The field of brain-computer interfaces (BCIs) and neuroimaging is rapidly advancing, with a focus on developing more accurate and efficient models for brain disease localization, diagnosis, and prediction. Recent developments have highlighted the potential of self-calibrating BCIs, which can recover mental targets without labeled data, and foundation models for fMRI analysis, which can improve reproducibility and transferability across diverse applications. Multimodal graph learning frameworks have also shown promise in precise and computationally efficient identification of brain regions affected by neurodegenerative diseases. Furthermore, hybrid deep learning models and multimodal foundation models have demonstrated improved performance in multiclass brain disease classification and early prediction of multiple sclerosis disability progression. Noteworthy papers include:
- Self-Calibrating BCIs: Ranking and Recovery of Mental Targets Without Labels, which presents a framework for recovering unknown mental targets without labeled data.
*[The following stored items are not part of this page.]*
PR #1352, opened 2023-02-18
Add missing code for parser entry template and fix `build-script.py`

kimdv:
In #1346 code was modified on the file and not in the template

### DIFF
--- a/CodeGeneration/Sources/generate-swiftsyntax/templates/swiftparser/ParserEntryFile.swift
+++ b/CodeGeneration/Sources/generate-swiftsyntax/templates/swiftparser/ParserEntryFile.swift
@@ -87,7 +87,15 @@ let parserEntryFile = SourceFileSyntax(leadingTrivia: generateCopyrightHeader(fo
           return into
         }
 
-        let unexpected = RawUnexpectedNodesSyntax(elements: remainingTokens, arena: self.arena)
+        let existingUnexpected: [RawSyntax]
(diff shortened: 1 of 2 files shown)


kimdv:
@swift-ci please test

kimdv:
The error was properly introduced in #1149 where we refactored the code-gen into a single executable. 

Not sure why the CI didn't catch that before

kimdv:
@swift-ci plese test

kimdv:
@swift-ci please test

keith:
@kimdv looks like things don't build without this, is it good to merge?

kimdv:
> @kimdv looks like things don't build without this, is it good to merge?

For me yea. But we need approval from @ahoppen I think 🤔

keith:

keith:
Let's merge and do post-commit review if needed to unblock folks

gottesmm:
@Keith this broke the build: https://ci.swift.org/job/oss-swift-incremental-RA-macos/2331/. I am going to try reverting it.

keith:
dang, sorry, thanks! looks like we need to run the integration tests before merging again

ahoppen:
> Not sure why the CI didn't catch that before

We don’t verify that the CodeGenerated files match the templates because running code generation requires us to check out an older version of SwiftSyntax (the one specified in the Package.swift of CodeGeneration). But CI doesn’t have internet access at that point to perform that checkout… So it’s a little tricky to do.

PR #1355, opened 2023-02-22
Fix leading newline in source files

kimdv:


CodeGeneration/Sources/Utils/CodeGenerationFormat.swift
```diff
@@ -36,7 +36,11 @@ public class CodeGenerationFormat: BasicFormat {
   }
 
   public override func visit(_ node: CodeBlockItemSyntax) -> CodeBlockItemSyntax {
-    if node.parent?.parent?.is(SourceFileSyntax.self) == true, !node.item.is(ImportDeclSyntax.self) {
+    // First item in the `CodeBlockItemListSyntax` don't need a newline or identation if the parent is a `SourceFileSyntax`.
+    // We want to group imports so newline between them should be omitted
+    let shouldOmitNewline = node.parent?.as(CodeBlockItemListSyntax.self)?.first == node || node.item.is(ImportDeclSyntax.self)
```
kimdv, line 41: We could also add this for `EnumCaseDeclSyntax`

So 
```swift
enum Foo {
case bar

case baz
}
```

becomes

```swift
enum Foo {
case bar
case baz
}
```

ahoppen: Sounds reasonable to me. To make sure the expression doesn’t get too large, it might make sense to refactor it to a separate function, and also move the `node.parent?.parent?.is(SourceFileSyntax.self)` check to that function.

Also, I think `shouldOmitNewline` is not really the right name here because there will still be a newline before the `import`, just not two. So the function should probably be named `shouldBeSeparatedByTwoNewlines` or something like that.

kimdv:
I would like to include this: https://github.com/apple/swift-syntax/pull/1335 before merging

CodeGeneration/Sources/Utils/CodeGenerationFormat.swift
```diff
@@ -64,9 +56,17 @@ public class CodeGenerationFormat: BasicFormat {
     }
   }
 
+  public override func visit(_ node: MemberDeclBlockSyntax) -> MemberDeclBlockSyntax {
+    if node.members.count == 0 {
+      return node.with(\.leftBrace, .leftBraceToken())
+    } else {
+      return super.visit(node)
+    }
+  }
```
kimdv, line 65: Just moved this so it's sorted alphabetically by the node type

ahoppen (approved):
Thank you. Looks much nicer now.

kimdv:
@swift-ci plese test

kimdv:
@swift-ci please test

PR #1356, opened 2023-02-22
[Macros] Introduce a `ConformanceMacro` protocol.

hborla:


hborla:
@swift-ci please test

- Towards a general-purpose foundation model for fMRI analysis, which introduces a generalizable framework that enables efficient knowledge transfer across diverse applications.
- BrainMAP: Multimodal Graph Learning For Efficient Brain Disease Localization, which presents a novel multimodal graph learning framework for precise and computationally efficient identification of brain regions affected by neurodegenerative diseases.